**WHAT YOU HAVE TO DO:** Quote all of the data below exactly, please.

**INPUT FOR THIS TASK:**

*** Block opens ***

PR #1187, opened 2020-06-25
Implement Circuit and CompoundProof for NSE

dignifiedquire:
- [x] Scaffolding
	- [x] Circuit
	- [x] CompoundProof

*** Block closes ***

**EXERCISE RESULT:**
PR #1187, opened 2020-06-25
Implement Circuit and CompoundProof for NSE

dignifiedquire:
- [x] Scaffolding
	- [x] Circuit
	- [x] CompoundProof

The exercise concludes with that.